United States District Court, Eastern District of Virginia
Jul 21, 2022
Civil Action 2:21-cv-641 (E.D. Va. Jul. 21, 2022)

Opinion

Civil Action 2:21-cv-641

07-21-2022

SHANE MATTHEW TEW, Plaintiff, v. HAMPTON ROADS REGIONAL JAIL AUTHORITY, et al., Defendants.


MEMORANDUM OPINION AND ORDER

Raymond A. Jackson, United States Distinct Judge

Before the Court are Defendant Hampton Roads Regional Jail Authority's (“HRRJA”) and Defendants Wellpath. LLC and Correct Care Solutions, LLC's (collectively, “Wellpath”) Motions to Dismiss (“Motion” or “Motions”) Plaintiff Shane Matthew Tew's (“Plaintiff') Complaint with accompanying memoranda, pursuant to Federal Rule of Civil Procedure Rule 12(b)(6). HRRJA Mot. Dismiss, ECF No. 3; Mem. Supp. HRRJA Mot. Dismiss, ECF No. 4; Wellpath Mot. Dismiss, ECF No. 11; Mem. Supp. Wellpath Mot. Dismiss, ECF No. 12. The Court has reviewed the parties' pleadings, including any response by Plaintiff and subsequent reply by Defendants, and this matter is ripe for determination. Pl.'s Resp. HRRJA Mot. Dismiss, ECF No. 21; HRRJA Reply, ECF No. 22. For the reasons stated below, Defendants' Motions to Dismiss are GRANTED and Plaintiffs claims against Defendants are DISMISSED WITH PREJUDICE.
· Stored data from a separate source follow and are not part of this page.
Issue #98, opened 2025-03-06
Implement parser control flow simplification


asl:
Similar to `SimplifyParsers` pass

asl:
Implemented in #166

PR #166, opened 2025-04-28
Add SimplifyParsers pass

xl4624:
Implements #98


lib/Transforms/SimplifyParsers.cpp
```diff
@@ -0,0 +1,168 @@
...
+#define GEN_PASS_DEF_SIMPLIFYPARSERS
+#include "p4mlir/Transforms/Passes.cpp.inc"
+
+namespace {
+struct SimplifyParsers : public impl::SimplifyParsersBase<SimplifyParsers> {
+    void runOnOperation() override;
+
+ private:
+    /// Finds all states reachable from the 'start' state.
+    llvm::DenseSet<P4HIR::ParserStateOp> findReachableStates(P4HIR::ParserOp &parser,
```
asl, line 21: P4C mainline has a way to build "parser call graph". I'm wondering if it would be possible to build something similar here? I have not looked if MLIR callgraph functionality is generic enough for this.

lib/Transforms/SimplifyParsers.cpp
```diff
@@ -0,0 +1,168 @@
...
+
+    return visited;
+}
+
+void SimplifyParsers::buildIndegreeAndSuccessor(
+    P4HIR::ParserOp &parser, mlir::SymbolTable &symbolTable,
+    llvm::DenseMap<P4HIR::ParserStateOp, unsigned> &indegree,
+    llvm::DenseMap<P4HIR::ParserStateOp, P4HIR::ParserStateOp> &succ) {
+    // Helper function to identify special states that should never be collapsed
+    auto isSpecial = [](P4HIR::ParserStateOp state) {
```
asl, line 80: name should be meaningless here (e.g. `verify` call is expanded into reject). So, we need to look into states that:
 - Has transition from the body. This will be start
 - Has accept / reject op inside.

lib/Transforms/SimplifyParsers.cpp
```diff
@@ -0,0 +1,168 @@
...
+        auto name = state.getSymName();
+        return name == "start" || name == "accept" || name == "reject";
+    };
+
+    for (auto state : parser.getBody().getOps<P4HIR::ParserStateOp>()) {
+        if (isSpecial(state)) continue;
```
asl, line 86: Looks like this is unnecessary. Also, the "start" state is not special anymore. It is the "control flow" that matters.

lib/Transforms/SimplifyParsers.cpp
```diff
@@ -0,0 +1,168 @@
...
+
+        Operation *term = state.getBody().back().getTerminator();
+        mlir::TypeSwitch<Operation *, void>(term)
+            .Case<P4HIR::ParserAcceptOp, P4HIR::ParserRejectOp>([&](auto) {})
+            .Case<P4HIR::ParserTransitionOp>([&](auto tr) {
+                auto next =
```
asl, line 92: This looks common enough. Maybe factor out into some method of ParserStateOp? E.g. iterate over next states / get next state given the name / symbol.

lib/Transforms/SimplifyParsers.cpp
```diff
@@ -0,0 +1,168 @@
...
+                    symbolTable.lookup<P4HIR::ParserStateOp>(tr.getStateAttr().getLeafReference());
+                if (isSpecial(next)) return;
```
asl, line 94: See above. Even more, I would not consider accept / reject "states" as something special given we're having dedicated terminator ops. So, we can use them as normal terminators. And if the target would want this, they could always split them back into separate states.

lib/Transforms/SimplifyParsers.cpp
```diff
@@ -0,0 +1,168 @@
...
+
+                ++indegree[next];
+                succ[state] = next;
+            })
+            .Case<P4HIR::ParserTransitionSelectOp>([&](P4HIR::ParserTransitionSelectOp sel) {
+                llvm::SmallVector<P4HIR::ParserStateOp> targets;
+                for (auto selectCase : sel.getBody().getOps<P4HIR::ParserSelectCaseOp>()) {
```
asl, line 101: See above about next states. Technically we can use LLVM GraphTraits to provide graph-like iteration. Note sure how MLIR'ish it is :)

asl (commented):
See comments. I would probably introduce some graph-like API for iterating over next / previous states and use this pass as an opportunity to extend IR as it could be convenient.

include/p4mlir/Dialect/P4HIR/P4HIR_ParserOps.td
```diff
@@ -38,6 +38,9 @@ def ParserOp : P4HIR_Op<"parser",
     }
 
     void createEntryBlock();
+
+    llvm::SmallVector<mlir::Operation *> getSuccessors(P4HIR::ParserStateOp &state,
```
xl4624, line 42: I ended up having to use `llvm::SmallVector<Operation *>` here because of this incomplete type error:

```bash
In file included from /home/xiaomin/dev/p4mlir/third_party/p4c/extensions/p4mlir/tools/p4mlir-opt/p4mlir-opt.cpp:1:
In file included from /home/xiaomin/dev/p4mlir/install/include/mlir/IR/MLIRContext.h:13:
In file included from /home/xiaomin/dev/p4mlir/install/include/mlir/Support/TypeID.h:21:
In file included from /home/xiaomin/dev/p4mlir/install/include/llvm/Support/Allocator.h:20:
/home/xiaomin/dev/p4mlir/install/include/llvm/ADT/SmallVector.h:1172:71: error: invalid application of 'sizeof' to an incomplete type 'P4::P4MLIR::P4HIR::ParserStateOp'
 1172 |   static constexpr size_t NumElementsThatFit = PreferredInlineBytes / sizeof(T);
      |                                                                       ^~~~~~~~~
/home/xiaomin/dev/p4mlir/install/include/llvm/ADT/SmallVector.h:1174:7: note: in instantiation of static data member 'llvm::CalculateSmallVectorDefaultInlinedElements<P4::P4MLIR::P4HIR::ParserStateOp>::NumElementsThatFit' requested here
 1174 |       NumElementsThatFit == 0 ? 1 : NumElementsThatFit;
      |       ^
/home/xiaomin/dev/p4mlir/install/include/llvm/ADT/SmallVector.h:1194:71: note: in instantiation of static data member 'llvm::CalculateSmallVectorDefaultInlinedElements<P4::P4MLIR::P4HIR::ParserStateOp>::value' requested here
 1194 |           unsigned N = CalculateSmallVectorDefaultInlinedElements<T>::value>
      |                                                                       ^
/home/xiaomin/dev/p4mlir/third_party/p4c/build/extensions/p4mlir/include/p4mlir/Dialect/P4HIR/P4HIR_Ops.h.inc:6996:30: note: in instantiation of default argument for 'SmallVector<P4HIR::ParserStateOp>' required here
 6996 |   llvm::iterator_range<llvm::SmallVector<P4HIR::ParserStateOp>> getSuccessors(P4HIR::ParserStateOp &state,
      |                              ^~~~~~~~~~~~~~~~~~~~~~~~~~~~~~~~~
/home/xiaomin/dev/p4mlir/third_party/p4c/build/extensions/p4mlir/include/p4mlir/Dialect/P4HIR/P4HIR_Ops.h.inc:230:7: note: forward declaration of 'P4::P4MLIR::P4HIR::ParserStateOp'
  230 | class ParserStateOp;
      |       ^
3082 warnings and 9 errors generated.
ninja: build stopped: subcommand failed.
[1]    2813959 exit 1     ./build_tools/build_p4c_with_p4mlir_ext.sh
```

lib/Transforms/SimplifyParsers.cpp
xl4624: I ended up putting it under a method of `ParserOp` because we pass in the parser's symbol table and this seemed a bit more intuitive to me

lib/Transforms/SimplifyParsers.cpp
```diff
@@ -0,0 +1,168 @@
...
+    void buildIndegreeAndSuccessor(
+        P4HIR::ParserOp &parser, mlir::SymbolTable &symbolTable,
+        llvm::DenseMap<P4HIR::ParserStateOp, unsigned> &indegree,
+        llvm::DenseMap<P4HIR::ParserStateOp, P4HIR::ParserStateOp> &succ);
+};
+}  // end anonymous namespace
+
+llvm::DenseSet<P4HIR::ParserStateOp> SimplifyParsers::findReachableStates(
+    P4HIR::ParserOp &parser, mlir::SymbolTable &symbolTable) {
+    auto start = symbolTable.lookup<P4HIR::ParserStateOp>("start");
```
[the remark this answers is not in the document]
xl4624: Got the start state using the parser's transition.

lib/Transforms/SimplifyParsers.cpp
xl4624: Removed any special handling, now start/accept/reject can all be collapsed.

lib/Transforms/SimplifyParsers.cpp
xl4624: Wasn't sure where to implement GraphTraits so I just left it as a parser method for now.

xl4624:
Accidentally deleted all my p4mlir git branches :skull: thankfully GitHub saved them

include/p4mlir/Dialect/P4HIR/P4HIR_ParserOps.td
```diff
@@ -49,6 +52,10 @@ def ParserStateOp : P4HIR_Op<"state",
  let assemblyFormat = [{
    $sym_name (`annotations` $annotations^)? $body attr-dict
  }];
+
+ let extraClassDeclaration = [{
+    mlir::Operation* getTerminator() { return getBody().back().getTerminator(); }
```
asl, line 57: I would probably not spell here as "terminator", but rather something around transition?

lib/Transforms/SimplifyParsers.cpp
asl: But we can grab the parent op from `ParserStateOp`.

include/p4mlir/Dialect/P4HIR/P4HIR_ParserOps.td
```diff
@@ -38,6 +38,9 @@ def ParserOp : P4HIR_Op<"parser",
     }
 
     void createEntryBlock();
+
+    llvm::SmallVector<mlir::Operation *> getSuccessors(P4HIR::ParserStateOp &state,
+                                                          mlir::SymbolTable &symbolTable);
```
asl, line 43: Why do we need to pass symboltable from outside?

include/p4mlir/Dialect/P4HIR/P4HIR_ParserOps.td
xl4624: changed to `getNextTransition()`

lib/Transforms/SimplifyParsers.cpp
```diff
@@ -0,0 +1,115 @@
...
+    llvm::SmallVector<P4HIR::ParserStateOp> worklist{start};
+    llvm::DenseSet<P4HIR::ParserStateOp> visited{start};
+
+    bool acceptReachable = false, rejectReachable = false;
+
+    while (!worklist.empty()) {
+        auto state = worklist.pop_back_val();
+        for (auto nextOp : state.getSuccessors()) {
+            auto next = llvm::cast<P4HIR::ParserStateOp>(nextOp);
+            if (mlir::isa<P4HIR::ParserAcceptOp>(next.getNextTransition())) {
```
asl, line 41: We now have `isAccept` and `isReject` for states.

lib/Transforms/SimplifyParsers.cpp
```diff
@@ -0,0 +1,115 @@
...
+    P4HIR::ParserOp &parser, mlir::SymbolTable &symbolTable) {
+    auto start = parser.getStartState();
+    llvm::SmallVector<P4HIR::ParserStateOp> worklist{start};
+    llvm::DenseSet<P4HIR::ParserStateOp> visited{start};
+
+    bool acceptReachable = false, rejectReachable = false;
+
+    while (!worklist.empty()) {
+        auto state = worklist.pop_back_val();
+        for (auto nextOp : state.getSuccessors()) {
```
asl, line 39: it is `getNextStates` now.

lib/Transforms/SimplifyParsers.cpp
```diff
@@ -0,0 +1,115 @@
...
+#include "p4mlir/Transforms/Passes.cpp.inc"
+
+namespace {
+struct SimplifyParsers : public impl::SimplifyParsersBase<SimplifyParsers> {
+    void runOnOperation() override;
+
+ private:
+    /// Finds all states reachable from the 'start' state.
+    llvm::DenseSet<P4HIR::ParserStateOp> findReachableStates(P4HIR::ParserOp &parser,
+                                                             mlir::SymbolTable &symbolTable);
```
asl, line 22: `symbolTable` is unused now. Pass `ParserOp` by value here (it is just a wrapper over pointer).

lib/Transforms/SimplifyParsers.cpp
```diff
@@ -0,0 +1,115 @@
...
+            // Splice all operations from 'next' into the head body.
+            headBlock.getOperations().splice(headBlock.end(), nextBlock.getOperations());
+            next.erase();
+        }
+    }
+}
+
+void SimplifyParsers::runOnOperation() {
+    getOperation()->walk([&](P4HIR::ParserOp parser) {
+        mlir::SymbolTable symbolTable(parser);
```
asl, line 102: `symbolTable` is unused now. See above about passing `ParserOp` by value

lib/Transforms/SimplifyParsers.cpp
```diff
@@ -0,0 +1,115 @@
...
+}
+
+void SimplifyParsers::collapseChains(P4HIR::ParserOp &parser, mlir::SymbolTable &symbolTable) {
+    mlir::DenseMap<P4HIR::ParserStateOp, unsigned> indegree;
+    // succ[s1] = s2 if there is exactly one outgoing edge from s1 to s2.
+    mlir::DenseMap<P4HIR::ParserStateOp, P4HIR::ParserStateOp> succ;
+
+    // We diconnect any annotated states since they can't be collapsed
+    // and if we kept them they'd stop any merging downstream.
+    for (auto state : parser.getBody().getOps<P4HIR::ParserStateOp>()) {
```
asl, line 63:
```suggestion
    for (auto state : parser.states()) {
```

lib/Transforms/SimplifyParsers.cpp
```diff
@@ -0,0 +1,115 @@
...
+        if (state.getAnnotations()) continue;
+
+        llvm::SmallVector<mlir::Operation *> successors = state.getSuccessors();
+        for (auto nextOp : successors) {
+            auto next = llvm::cast<P4HIR::ParserStateOp>(nextOp);
```
asl, line 68: And with `getSuccessors` you do not need these casts.

lib/Transforms/SimplifyParsers.cpp
```diff
@@ -0,0 +1,115 @@
...
+        }
+    }
+}
+
+void SimplifyParsers::runOnOperation() {
+    getOperation()->walk([&](P4HIR::ParserOp parser) {
+        mlir::SymbolTable symbolTable(parser);
+
+        llvm::DenseSet<P4HIR::ParserStateOp> reachable = findReachableStates(parser, symbolTable);
+        for (auto s : llvm::make_early_inc_range(parser.getBody().getOps<P4HIR::ParserStateOp>()))
```
asl, line 105:
```suggestion
        for (auto s : llvm::make_early_inc_range(parser.states()))
```

lib/Transforms/SimplifyParsers.cpp
```diff
@@ -0,0 +1,115 @@
...
+    while (!worklist.empty()) {
+        auto state = worklist.pop_back_val();
+        for (auto nextOp : state.getSuccessors()) {
+            auto next = llvm::cast<P4HIR::ParserStateOp>(nextOp);
+            if (mlir::isa<P4HIR::ParserAcceptOp>(next.getNextTransition())) {
+                acceptReachable = true;
+            } else if (mlir::isa<P4HIR::ParserRejectOp>(next.getNextTransition())) {
+                rejectReachable = true;
+            }
+            if (visited.insert(next).second) worklist.push_back(next);
```
asl, line 46: Technically now with graph traits we could've used LLVM's `DepthFirstIterator` to iterate over all reachable states and hide the iteration boilerplate. But then we'd need to check visited set for `accept` / `reject` additionally.

I do not have strong preference for the approach, only if you'd want to try these traits.

build_tools/build_p4c_with_p4mlir_ext.sh
```diff
@@ -35,6 +35,7 @@ CMAKE_FLAGS+=" -DCMAKE_CXX_COMPILER=${CMAKE_CXX_COMPILER:-clang++}"
 
 # Configure P4C CMake flags
 # https://github.com/p4lang/p4c/blob/main/CMakeLists.txt
+CMAKE_FLAGS+=" -DCMAKE_BUILD_TYPE=DEBUG"
```
asl, line 38: why do we need this?

xl4624: Oh oops I was doing some merge conflicts so the remote branch is messy right now (I just pass this whenever I want to run `gdb`)

lib/Transforms/SimplifyParsers.cpp
xl4624: I'll read into this (and fix the error on `next.getAnnotations()`) when I get the chance tomorrow. Thank you so much for the help!

build_tools/build_p4c_with_p4mlir_ext.sh
asl: ok, no worries. Looks like we're having test crashes now. So, it might be some iterators are wrong / messy.

asl: And finally, it seems that you're iterating over empty `succ` :)

xl4624: Ok! I think my latest commit fixed it. Here's also what the debug logs look like:

```bash
--- Simplifying parser 'p' ---
DFS visiting start
DFS visiting s0
DFS visiting s1
DFS visiting accept
DFS visiting reject
Chain starting with start
        Collapsing s0
        Collapsing s1

--- Simplifying parser 'branching' ---
DFS visiting start
DFS visiting s0
DFS visiting s1
DFS visiting s3
DFS visiting s4
DFS visiting accept
DFS visiting s2
Chain starting with s3
        Collapsing s4
        Collapsing accept
Chain starting with start
        Collapsing s0

--- Simplifying parser 'annotations' ---
DFS visiting start
DFS visiting s0
DFS visiting s1
DFS visiting accept
Chain starting with s1
        Collapsing accept
```

lib/Transforms/SimplifyParsers.cpp
```diff
@@ -0,0 +1,103 @@
...
+}
+
+void SimplifyParsers::runOnOperation() {
+    getOperation()->walk([&](P4HIR::ParserOp parser) {
+        LLVM_DEBUG(llvm::dbgs() << "\n--- Simplifying parser '" << parser.getName() << "' ---\n");
+        llvm::df_iterator_default_set<llvm::GraphTraits<P4HIR::ParserOp>::NodeRef> reachable;
+        bool acceptReachable = false, rejectReachable = false;
+
+        /// Finds all states reachable from the start state and deletes unreachable states.
+        for (auto it = llvm::df_ext_begin(parser, reachable);
```
asl, line 83: Can't you just use `for (auto op: depth_first_ext(parser, reachable))` here?

test/Transforms/Passes/simplify-parsers.mlir
```diff
@@ -0,0 +1,144 @@
...
+// CHECK-NOT:   p4hir.state @accept
+// CHECK-NOT:   p4hir.state @reject
+module {
+  p4hir.parser @branching()() {
+    p4hir.state @start {
+      p4hir.transition to @branching::@s0
+    }
+    p4hir.state @s0 {
+      %true = p4hir.const #true
+      p4hir.transition_select %true : !p4hir.bool {
```
asl, line 84: Probably would make sense to have another testcase with `transition_select` having a single case.

test/Transforms/Passes/simplify-parsers.mlir
```diff
@@ -0,0 +1,144 @@
...
+// CHECK:       p4hir.parser_accept
+
+// CHECK-NOT:   p4hir.state @accept
+// CHECK-NOT:   p4hir.state @reject
+module {
+  p4hir.parser @annotations()() {
+    p4hir.state @start {
+      p4hir.transition to @annotations::@s0
+    }
+    p4hir.state @s0 annotations {name = "state.s0"} {
```
asl, line 130: Can we have testcase similar to branching, but with one of destination set having annotations?

lib/Transforms/SimplifyParsers.cpp
```diff
@@ -0,0 +1,103 @@
...
+             it != llvm::df_ext_end(parser, reachable); ++it) {
+            auto state = mlir::cast<P4HIR::ParserStateOp>(*it);
+            LLVM_DEBUG(llvm::dbgs() << "DFS visiting " << state.getName() << "\n");
+            if (state.isAccept()) acceptReachable = true;
+            if (state.isReject()) rejectReachable = true;
+        }
+        if (!acceptReachable && !rejectReachable)
+            parser.emitWarning("Parser never reaches the 'accept' or 'reject' state.");
```
asl, line 91: In the original pass, this is an error.

lib/Transforms/SimplifyParsers.cpp
```diff
@@ -0,0 +1,103 @@
...
+
+        for (auto state : llvm::make_early_inc_range(parser.states()))
+            if (!reachable.contains(state)) state.erase();
```
asl, line 94: I would add diagnostics from the original pass. Both error / warnings as well as debug printing.

xl4624: Added the error/warnings + debug printing from p4c's pass, also mirrored their behavior of not removing the accept state if it's not reachable

lib/Transforms/SimplifyParsers.cpp
xl4624: changed to `parser.emitError()`

test/Transforms/Passes/simplify-parsers.mlir
xl4624: Added `@annotated_branching` which includes a single case `transition_select` as well. This test case made me realize that my original way of finding chain heads was just incorrect (I was using `if (indegree[state] == 1) continue; // will get merged by another chain`). When 2 states transition to a single state and one of them is annotated, since we skip annotated states when calculating indegrees then that single state has an indegree of 1 and would never get merged even if it can. Tried a couple more approaches in how to skip annotations "correctly" and then just gave up and just copied the p4c approach of finding chain heads 🙃

lib/Transforms/SimplifyParsers.cpp
asl: Not sure if this is something desired or not, but for now let's be bug-per-bug compatible :)

lib/Transforms/SimplifyParsers.cpp
```diff
@@ -0,0 +1,114 @@
...
+
+    // We diconnect any annotated states since they can't be collapsed
+    // and if we kept them they'd poison any merging downstream.
+    for (auto state : parser.states()) {
+        if (outdegree[state] != 1 || state.getAnnotations()) continue;
+        P4HIR::ParserStateOp successor = *state.getNextStates().begin();
+        if (indegree[successor] != 1 || successor.getAnnotations()) continue;
+
+        succ[state] = successor;
+        pred[successor] = state;
```
asl, line 51: Can we simplify here a bit? We just need heads here, right? Can we just check if their outdegree is 1 (plus usual annotations checks) and indegree != 1. And make a worklist of heads? Then you'd just iterate below over the worklist.

lib/Transforms/SimplifyParsers.cpp
```diff
@@ -0,0 +1,115 @@
...
+
+    // succ[s1] = s2 if there is exactly one outgoing edge from s1 to s2
+    // and s2 has exactly one incoming edge from s1.
+    mlir::DenseMap<P4HIR::ParserStateOp, P4HIR::ParserStateOp> succ;
+    mlir::DenseMap<P4HIR::ParserStateOp, P4HIR::ParserStateOp> pred;
+
+    // We diconnect any annotated states since they can't be collapsed
+    // and if we kept them they'd poison any merging downstream.
+    for (auto state : parser.states()) {
+        if (std::distance(state.getNextStates().begin(), state.getNextStates().end()) != 1)
```
asl, line 44:
```suggestion
        if (!llvm::hasNItems(state.getNextStates(), 1))
```

xl4624:
Yea sorry I was rebuilding from source so I was using the CI/CD to run tests while trying out your approach. If I understood you properly on what to check, you're saying that we could add states that have an outdegree of 1 and indegree != 1 as heads. I think the issue here is with annotations, and that we would need 2 bits of information, let's say on 2 small examples:

Example 1:
```
s0 (annotated) -> s2
s1 -> s2
s2 -> s3
```

and

Example 2:
```
s1 (annotated) -> s2 -> s3
```

For both examples here we would like to collapse using s2 as the head. But if we were checking for total indegree != 1, in Example 2 we would skip s2 as a head, even though it should be a head, because the state that has an edge to s2 is annotated and can't be a head.
If we only checked for non-annotated indegree, then Example 1 has an issue, since we can't start a chain at s1 (the non-annotated edge pointing to s2) as there are multiple states with an edge pointing to s2.

The condition for any state would have to be that the total indegree != 1 and annotated indegree != 1, I think? We could go with the approach of finding both types of indegrees for each state, or if there is an even simpler approach you had in mind. Sorry it's kind of a rushed explanation as I have an exam in an hour 😅

asl:
There is another weird case: parser graphs might have loops. So we need to ensure this also works properly.

Also, there is special case for `@name` annotation: if it is the only annotation we can merge *into* this state (so it could be head despite having the annotation).

So yes, after second thought looks like we need to keep track of both predecessors and successors. Will you just handle two cases above? For cycles we'd likely only need a testcase?

xl4624:
Added a test case for cycles, which just replicates how `p4c` does it and leaves cycles unmerged. You could technically collapse simple cycles into a single state that self-transitions, but I'd imagine that would have to have to use a strongly connected components algorithm like the one in `p4c`s `CallGraph` since you can't just check if the state is in `pred`.

Also added the special case for `@name` annotations: the `@annotations` test case now has an `@atomic` state that doesn't do any collapsing, and a `@name` state that can act as a head (but doesn't get added into another chain).

Thanks again for the review and comments @asl

asl (approved):
Thanks! Let's have this as a first approximation. We might refine it later!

A hearing on the Motions is not necessary, and the parties' requests for a hearing are DENIED. Hr'g Requests, ECF Nos. 5, 13,23.
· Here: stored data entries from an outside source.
PR #167, opened 2025-05-01
Add some convenient parser IR methods

asl:
Also add graph traits and ensure we can use them

### DIFF
--- a/include/p4mlir/Dialect/P4HIR/P4HIR_ParserOps.td
+++ b/include/p4mlir/Dialect/P4HIR/P4HIR_ParserOps.td
@@ -41,8 +41,10 @@ def ParserOp : P4HIR_Op<"parser",
 
     /// IR-related methods
 
-    /// Returns the iterator over all states defined in the parswr
-    auto states() { return getBody().getOps<P4HIR::ParserStateOp>(); }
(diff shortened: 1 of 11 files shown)


asl:
@xl4624 Please take a look. This adds some parser IR methods, plus graph traits and some example use. I think it would be great if your code for parser simplification would use it.

include/p4mlir/Dialect/P4HIR/P4HIR_ParserOps.td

Plaintiff filed a Response to HRRJA's Motion to Dismiss on January 10, 2022. Plaintiff states that he has “elected to narrow his Complaint... to the § 1983 claims set forth in Counts Four and Five .. .” and “elects not to pursue the state law claims against [HRRJA] or the remaining claims . . . against [Wellpath].” Pl.'s Resp. HRRJA Mot. Dismiss at 1, n. 1. Plaintiffs response goes on to only mention HRRJA, and Plaintiff never contests the arguments raised in Wellpath's Motion to Dismiss. Id. at IM. Accordingly, the Court finds that Plaintiff abandoned his claims against Wellpath and only maintains claims against HRRJA on Counts Four and Five of his Complaint.
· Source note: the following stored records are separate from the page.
Issue #139, opened 2025-03-24
Create a BMv2 dialect prototype


qobilidop:
This is an overall tracking issue to create a BMv2 dialect in P4MLIR.

[BMv2](https://github.com/p4lang/behavioral-model) is a popular software simulator target for P4. In our current open source P4 compiler [P4C](https://github.com/p4lang/p4c), when targeting BMv2, a P4 program is converted to a JSON file, which BMv2 uses as a specification for processing packets. In P4MLIR, we plan to add a dialect specifically for modeling [BMv2 JSON primitives](https://github.com/p4lang/behavioral-model/blob/main/docs/JSON_format.md), so that the BMv2 dialect -> BMv2 JSON transformation could be straightforward.

In the longer term, we expect a compilation path like P4C frontend -> P4HIR dialect -> BMv2 dialect -> BMv2 JSON. In this prototype, we will concentrate on implementing a subset of BMv2 JSON primitives in the BMv2 dialect, and implementing the corresponding BMv2 dialect -> BMv2 JSON transformation. The scope of the subset is left for follow-up discussion.

asl:
@qobilidop I remember BMv2 has some restrictions on kinds of expressions it does support (I do not remember offhand). So likely these are to be lowered before translation to dialect, right?

qobilidop:
Yes, BMv2 definitely has such restrictions. Not all valid P4 programs are also valid BMv2 programs. https://github.com/p4lang/project-ideas/issues/8 and https://github.com/p4lang/project-ideas/issues/33 are some examples I'm aware of, and there are likely more.

I guess when lowering from P4HIR to BMv2 dialect, we could do some checks to reject invalid programs upfront. Current P4C BMv2 backend already has such checks like https://github.com/p4lang/p4c/blob/03c6717fd3e6bd2db969eab8ff0e4553dd8aa26e/backends/bmv2/common/check_unsupported.h#L27-L36.

asl:
Ah, loops, right. But I thought about something more basic... Do not recall offhand, but something like simple conditions or so. Anyway, this will be uncovered sooner than later :)

Joejiong:
cause when I look at the spec, bmv2 is a target, and above that is architecture, when I surveyed my previous task '@optional', I also noticed there are design choices of how to model bmv2, previously I thought is bmv2 first then underlying v1/psa/pna, but when I check the spec, it seems that this is more logic, I don't know if I'm on the right track. @qobilidop 
[...]

PR #168, opened 2025-05-04
[WiP] Add an P4HIR-to-P4 syntax exporter.

fruffy:
**Not ready yet for review. Currently intended to check CI.** 

This PR adds a utility to export P4HIR generated by the translate pass back to P4. The purpose is threefold. First, check that the current P4HIR representation is semantically equivalent to the original P4 source program and retains all the information needed for a valid P4 program. Second, provide a utility similar to ToP4, which can export P4 code for manual inspection and as reference. Third, once more front ends are available, serve as a transpiler back end to convert a particular source language (C/Python...) to P4. 

The current approach to the exporter is as follows. 
1. First, collect all complex types (headers, enums, errors) in the program and declare them. 
2. Iterate over all top-level ops (externs, functions, actions, controls, parsers, packages) in the module and declare/define them as needed.

For each block that corresponds to a P4 block we hoist all variable declarations. All other Ops are handled in order.

We currently use two checks to ensure that this pass works. First, we use references files for each test P4 program and we compare against these references. That also makes reviewing changes easier. Second, we feed the generated program to p4test to make sure it compiles. This ensures that we always generate a valid P4 program with this exporter.

Tasks left. 

- [ ] Figure out a way to correctly declare controls and parsers. Currently we are missing type and direction information for parameters. As long as this feature is missing we can not export real programs.
- [ ] Method calls are currently scope operators with several operators. This can be difficult to convert back into a method call. In particular, when these are part of a table action list. 
- [ ] Comments are all over the place. Needs to be cleaned up.
- [ ] General clean up (smaller function, remove unnecessary code, etc).
- [ ] Clean up error reporting.
- [ ] Biggest TODO: Make sure all current example programs pass.


qobilidop:
> The current approach to the exporter is as follows.
>
> 1. First, collect all complex types (headers, enums, errors) in the program and declare them.
> 2. Iterate over all top-level ops (externs, functions, actions, controls, parsers, packages) in the module and declare/define them as needed.

The general approach I planned to adopt for #139 is similar! The top-level structure of the [BMv2 JSON format](https://github.com/p4lang/behavioral-model/blob/main/docs/JSON_format.md) is essentially these top-level types and ops listed in categories. I'll likely take some inspirations from your work here :)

I. FACTUAL AND PROCEDURAL HISTORY

Plaintiff first filed this action in the Portsmouth, Virginia Circuit Court on May 20, 2019 (Case No. CL 190002251-00). HRRJA Mot. Dismiss at 2. The court entered a non-suit order on May 20,2020. Id. Plaintiff re-filed his action in the same court on November 20, 2020 (Case No. 740 CL20004994-00). Id. With the consent of Wellpath, HRRJA removed the action based on federal question jurisdiction to the Eastern District of Virginia on December 3,2021. Id.

According to the Complaint, Compl., ECF No. 1 at Ex. A-3, on May 20, 2017, Plaintiff was an inmate at the Hampton Roads Regional Jail (“HRRJ”) in Portsmouth, Virginia, which is operated by HRRJA. Id. at ¶ 1-2. On that day, an unidentified correctional officer allegedly “placed handcuffs on the Plaintiffin such an improper manner as to seriously injure [him].” Compl. ¶ 5. Plaintiff asserts that the improper handcuffing occurred due to unconstitutional “policies], practice[s], custom[s], and usage[s] of acting with deliberate indifference” toward the security and medical needs of inmates. Compl. ¶¶ 13,16. Based on those facts, which the Court considers true and construes in a light most favorable to Plaintiff, Plaintiff states the following in Counts Four and Five of his Complaint:

Count Four: HRRJA “had, on May 20, 2017, and for a considerable period of time prior ... a policy, practice, custom, and usage of acting with deliberate indifference towards the security needs of inmates and subjecting inmates to cruel and unusual punishment,” which caused Plaintiff “to be improperly handcuffed such that he was injured severely.” Compl. ¶ 13.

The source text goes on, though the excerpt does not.